Every line of the data that includes "trace" should be copied out.
(Task inputs Opens)
PR #1922, opened 2020-05-12
Fix unpack_ex error messages

youknowone:
`test_unpack_ex.py` 14/85 fails with this patch

### DIFF
--- a/compiler/src/compile.rs
+++ b/compiler/src/compile.rs
@@ -1399,7 +1399,14 @@ impl<O: OutputStream> Compiler<O> {
                     }
                 }
             }
-            _ => return Err(self.error(CompileErrorType::Assign(target.name()))),
+            _ => {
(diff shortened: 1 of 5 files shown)


compiler/src/compile.rs
```diff
@@ -2031,21 +2034,34 @@ impl<O: OutputStream> Compiler<O> {
             }
         }
 
+        let mut compile_element = |element| {
+            self.compile_expression(element).map_err(|e| {
+                println!("ahahah {:?}", e);
```
coolreader18, line 2039:
```suggestion
```

coolreader18 (approved):

compiler/src/compile.rs
youknowone: Oops, thanks for checking this

PR #1929, opened 2020-05-16
EOF after `\\` raise EOF Error

### LINKED ISSUE #1928: Line continuation character does not work properly in python shell.
### Expected Result
```python
>>> a = \
... 
```
### Actual Result
```python
>>>>> a = \
SyntaxError: Got unexpected token Newline at line 2 column 1
```

https://github.com/RustPython/RustPython/blob/baf3ec16c024364ef87ee68d30dc1470b6eecca9/src/shell.rs#L20-L32

In the current code, if `vm.compile` return `ParseErrorType::EOF`, return `ShellExecResult::Continue` to receive the next line.
However, if the lexer returns EOF after `\\`, the parser raises `unexpected token error` and`ParseErrorType::EOF` does not occur, so `ShellExecResult :: Continue` is not returned.

https://github.com/python/cpython/blob/4a12d121860fb60d56cdcc212817577cac2356d0/Parser/tokenizer.c#L1753-L1771

In cpython code, an error occurred when EOF after `\\` in the lexer step.

HyeockJinKim:
Return EOF Error to get the next line after` \\ `in the shell.

Closes #1928

### DIFF
--- a/parser/src/error.rs
+++ b/parser/src/error.rs
@@ -28,6 +28,7 @@ pub enum LexicalErrorType {
     UnrecognizedToken { tok: char },
     FStringError(FStringErrorType),
     LineContinuationError,
+    EOF,
     OtherError(String),
 }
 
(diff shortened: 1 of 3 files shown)


coolreader18:
Nice!

PR #1933, opened 2020-05-17
Move some vm fields to an Arc-wrapped struct

coolreader18:
In preparation for threading; we want to keep some properties of the vm consistent across threads, so I'm moving the ones that should be into an `Arc`.

### DIFF
--- a/vm/src/vm.rs
+++ b/vm/src/vm.rs
@@ -4,7 +4,7 @@
 //!   https://github.com/ProgVal/pythonvm-rust/blob/master/src/processor/mod.rs
 //!
 
-use std::cell::{Cell, Ref, RefCell};
+use std::cell::{Ref, RefCell};
 use std::collections::hash_map::HashMap;
 use std::collections::hash_set::HashSet;
 use std::sync::{Arc, Mutex, MutexGuard};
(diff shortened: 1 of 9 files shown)


vm/src/vm.rs
```diff
@@ -56,23 +56,26 @@ use crate::sysmodule;
...
-    pub codec_registry: RefCell<Vec<PyObjectRef>>,
+    pub signal_handlers: Option<RefCell<[PyObjectRef; NSIG]>>,
+    pub state: Arc<PyGlobalState>,
     pub initialized: bool,
 }
 
+pub struct PyGlobalState {
+    pub settings: PySettings,
+    pub stdlib_inits: HashMap<String, stdlib::StdlibInitFunc>,
+    pub frozen: HashMap<String, bytecode::FrozenModule>,
```
palaviv, line 76: Maybe the frozen modules should be a global static? This should not change between VMs.

coolreader18: Maybe, but it's possible that someone would want to inject a frozen module into one VM to wrap their API or something, but want to use another vm for something different. I've done that myself in another project that uses RustPython.

PR #4200, opened 2022-10-04
Add `vm-tracing-logging` feature

jopemachine:
- This PR set env_logger's log level to `trace` when "vm-tracing-logging" feature is enabled.
- This PR enables to pass the "vm-tracing-logging" feature when to build rustpython like below command to trace detail of `rustpython-vm`

```
cargo run --features "vm-tracing-logging"
```


src/lib.rs
```diff
@@ -57,7 +57,13 @@ pub use settings::{opts_with_clap, RunMode};
 /// The main cli of the `rustpython` interpreter. This function will return with `std::process::ExitCode`
 /// based on the return code of the python code ran through the cli.
 pub fn run(init: impl FnOnce(&mut VirtualMachine) + 'static) -> ExitCode {
-    env_logger::init();
+    if cfg!(feature = "vm-tracing-logging") {
```
DimitrisJim, line 60: isn't this typically done with some ENV var instead of a feature? I'm legitimately curious here since I'm not sure but it feels as if a feature is a big of a heavy handed approach to this.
(Task inputs Closes)
| Final answer |
- This PR set env_logger's log level to `trace` when "vm-tracing-logging" feature is enabled.
- This PR enables to pass the "vm-tracing-logging" feature when to build rustpython like below command to trace detail of `rustpython-vm`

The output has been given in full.